In this issue of Epidemiology, Stalberg and colleagues report the lack of an association between prenatal ultrasound and risk of schizophrenia in adulthood. These findings contribute to the search for unintended effects of an intervention designed to improve prenatal care. Although no adverse effect of ultrasound was reported, other gestational exposures have been associated with increased risk of schizophrenia. By extending the causal time frame to include long-term latent effects we are confronted with a potential paradox: interventions beneficial in early life may have undetected adverse consequences in adulthood.
Since the alarm was first sounded for the teratogenic consequences of diethylstilbestrol (DES),1 the potential for latent effects of prenatal exposure on adult health has been well recognized.2 DES became the archetypal cautionary tale. The adverse effects of a drug taken by an expectant mother might not be manifest in offspring during infancy or even childhood, but could appear in adulthood. Later, investigators became concerned that affected offspring might go on to have children with related health problems even though these children were never exposed to the drug.3,4 DES underscored the need for a revised time frame for “do no harm.” The article in this issue examining the association of ultrasound exposure in gestation to risk of schizophrenia in adulthood reflects these concerns.5
The study of prenatal ultrasound and schizophrenia also falls squarely within the approach of lifecourse epidemiology.6 The importance of early life exposures and the lengthened causal time frame are fundamental to lifecourse epidemiology, and have been an important focus in schizophrenia research. In our own work, prenatal nutritional,7 infectious,8 and chemical9 exposures have been tied to schizophrenia in adulthood. In other work, a variety of prenatal and obstetric complications have been associated with later risk of schizophrenia (reviewed by Cannon et al).10,11 In several areas the findings are strong but not definitive; among the best established is nutritional deficiency. Maternal starvation during pregnancy was first identified as posing increased risk of schizophrenia in the context of the Dutch Hunger Winter, a famine induced by a Nazi blockade during WWII. Offspring conceived at the height of the famine were found to be at a 2-fold increased risk of schizophrenia in adulthood. Recent research on the Chinese famine in 1959–1960 replicated this finding in a vastly different context.12 The Chinese famine was brought about during the Great Leap Forward, an attempt at rapid industrialization in China. As in the Dutch example, there was a 2-fold excess risk of schizophrenia among individuals conceived during the height of the famine in Annhui Province. A third study from another region in China also provides concordant results.13
The notion of latent effects is not intuitive. The insight that comes with the lengthened causal time frame extends our notion of “harm” to include the wellbeing of the infant, child and adult. By extending our consideration of time we are confronted with the paradox that interventions known to be beneficial for infants and children may have undetected adverse consequences in adulthood and vice versa,14 as well as with the complexities that accompany consideration of more than one disease outcome.

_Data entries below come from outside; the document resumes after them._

PR #219, opened 2018-01-30
utils: strictly check kwargs in spiders (#218)

szymonlopaciuk:
This introduced a decorator which will disallow any keyword arguments passed to the decorated method that do not begin with an underscore sign in the decorated method. This is mainly to make errors while passing arguments to spiders immediately visible. As we cannot remove kwargs from the spiders' constructors altogether (used internally by scrapyd), with this we can ensure that we are not passing unwanted data by mistake.

Additionaly this will add all of the 'public' kwargs to an `self._init_kwargs` field in the object for easier passing and all of the arguments (including non-overloaded ones) to `self._all_kwargs`. (To make passing them forward easier.)

### DIFF
--- a/hepcrawl/utils.py
+++ b/hepcrawl/utils.py
@@ -419,8 +419,12 @@ def strict_kwargs(func):
 
         if disallowed_kwargs:
             raise TypeError(
-                'Only underscored kwargs allowed in {}. '
-                'Check {} for typos.'.format(repr(func), repr(disallowed_kwargs))
+                'Only underscored kwargs or %s allowed in %s. '
+                'Check %s for typos.' % (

The outcomes we should be investigating are not always obvious across large spans of time, or easily ascertained. The article in this issue by Stalberg and colleagues illustrates a valuable strategy to establish hypothesized exposure-latent outcome associations. Linking birth and psychiatric registries to hospital ultrasound records, the authors were able to explore the association between prenatal ultrasound exposures and risk of schizophrenia decades later. In this instance, the strategy was applicable because the exposure and outcome were available in treatment records and registries. This study also illustrates the power that national registries in Scandinavia and Israel have brought to the study of schizophrenia.15,16
Investigating latent effects of gestational exposures can also begin in older cohorts, such as the National Collaborative Perinatal Study and the Child Health and Development Study.17,18 These pregnancy/birth cohorts were established in the mid-twentieth century. The initial intent of these projects included assessing the impact of infection, medications, cigarettes, alcohol, and other exposures during gestation on obstetric, infant and childhood outcomes. Some of the participants in this research have been followed into middle age for a variety of outcomes, notably schizophrenia.19,20 The utility of these cohorts, however, is limited to examining those exposures in existence at the time the cohorts were assembled, and identifiable through information previously collected or detectable in stored biologic samples.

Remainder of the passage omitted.